Scientists are trying to redefine the capabilities of quantum computers
Leading the breakthrough are Benedikt Tissot and Guido Burkard, who are using an advanced method to enable the smooth exchange of information between quantum bits (qubits) using photons as messengers.
A future where computers can solve problems beyond expectations
That’s the promise of quantum computers. But qubits are the building blocks of quantum computers and are very delicate. They’re like tiny atomic-scale systems that can easily lose their information.
They’re turning to photons, which make up light, to ferry quantum information between qubits. This can be described as making qubits “fly” – hence the term “flying qubits.”
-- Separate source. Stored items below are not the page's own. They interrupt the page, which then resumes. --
Issue #2492, opened 2022-09-02
Lightning: ISP View - City column should probably be called Location instead


knorrium:
Since we can't provide the exact location for all nodes, consider changing the label to a more generic term "Location".

![Screenshot from 2022-09-01 21-21-29](https://user-images.githubusercontent.com/100320/188058695-35e82022-9cda-48ec-880d-da78a80e44bc.png)

nymkappa:
Oh yeah, before it was only the city and I forgot to change the label.

PR #2500, opened 2022-09-02
Renamed "City" to "Location"

nymkappa:
Fixes https://github.com/mempool/mempool/issues/2492
I also use the new component so it's consistent with the isp nodes list.

**For example**

Master
image

PR
Screen Shot 2022-09-02 at 10 02 57 AM


wiz (approved):
Tested ACK @ v2.5.0-dev [[01588305](https://github.com/mempool/mempool/commit/01588305)]

Also, just to double check, but I assume you're intentionally omitting the flag emoji on the country page because it would be the same flag for all locations, right?

PR #2506, opened 2022-09-03
Fix sed command for the pools json urls

knorrium:
These were causing the following errors during the backend startup:

```
sed: -e expression #1, char 103: unterminated `s' command
sed: -e expression #1, char 102: unterminated `s' command
```


wiz (approved):
utACK

Issue #2503, opened 2022-09-02
Missing `cltv_expiry_delta` on lightning channels


t-bast:
Great job on the lightning integration, this is slick! I noticed that you seem to be missing the `cltv_expiry_delta` on channels though, it appears as `0 blocks` for all channels.

![cltv_delta](https://user-images.githubusercontent.com/31281497/188108284-00348d9c-d155-49b7-a90e-fa047059a541.png)

PR #2507, opened 2022-09-04
When using clightning, use listchannels.delay as cltv_delta

nymkappa:
Fixes https://github.com/mempool/mempool/issues/2503

image


wiz (approved):
Tested ACK @ v2.5.0-dev [[3a633754](https://github.com/mempool/mempool/commit/3a633754)]

Screen Shot 2022-09-10 at 1 26 48

Issue #2498, opened 2022-09-02
Lightning: Node map doesn't load when there's no channel data


knorrium:
`/lightning/node/03aaa60766051e209bac196b5f8dad55fe00388e29480639935fa5443f4fe79cde` 

![Screenshot from 2022-09-01 22-08-27](https://user-images.githubusercontent.com/100320/188063124-b310f652-763d-418e-9614-b23ad882e3d8.png)

nymkappa:
Duplicate of https://github.com/mempool/mempool/pull/2469

PR #2508, opened 2022-09-04
Don't show channel map is there is no active channels

nymkappa:
Fixes https://github.com/mempool/mempool/issues/2498


softsimon:
Is this PR still relevant/needed? Given the pointed issues are closed.

Issue #2493, opened 2022-09-02
Lightning: Add hover with full location on truncated entries


knorrium:
We are truncating the location in some cases, so add a hover to display the full location name ("North Charleston, SC")
![Screenshot from 2022-09-01 21-25-29](https://user-images.githubusercontent.com/100320/188059038-94a1b3c2-0b9c-4ba5-9612-77de70b6a319.png)

PR #2509, opened 2022-09-04
Show tooltip on location is truncated

nymkappa:
Fixes https://github.com/mempool/mempool/issues/2493
May conflict with https://github.com/mempool/mempool/pull/2500

image

image


knorrium (approved):
Tested ACK @ v2.5.0-dev [[b53bd514](https://github.com/mempool/mempool/commit/b53bd514)]

However I think that now that the tooltip works, we could show City and State on the Nodes per country table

“We are proposing a paradigm shift from optimising the control during the generation of the photon to directly optimising the temporal shape of the light pulse in the flying qubit,” explains Guido Burkard.
Flying qubits
Their method revolves around stimulated Raman emissions, a technique that transforms qubits into photons in a highly controlled way.
What sets their approach apart is fine-tuning the light pulse’s shape rather than just focusing on creating photons.
It’s like sending messages over long distances using light instead of wires. In regular computers, we use electrons to carry information. In quantum computers, it’s about converting qubits into a form that photons can easily carry.
A three-level system
Tissot and Burkard have developed a system with multiple levels of control over the photons. To adjust exactly how, when, and where the information flows.
While using stimulated Raman emissions isn’t new, using them to send qubit states directly is groundbreaking. And it’s not just about sending information – it’s about doing it with precision and accuracy.
“We need to consider several aspects,” says Tissot: “We want to control the direction in which the information flows — as well as when, how quickly and where it flows to. That’s why we need a system that allows for a high level of control.”
Their work, published in Physical Review Research in February 2024, dives deep into the intricate workings of this method.
Tissot and Burkard are paving the way for a new era in computers, one where the exchange of information between qubits is not just possible but efficient and reliable.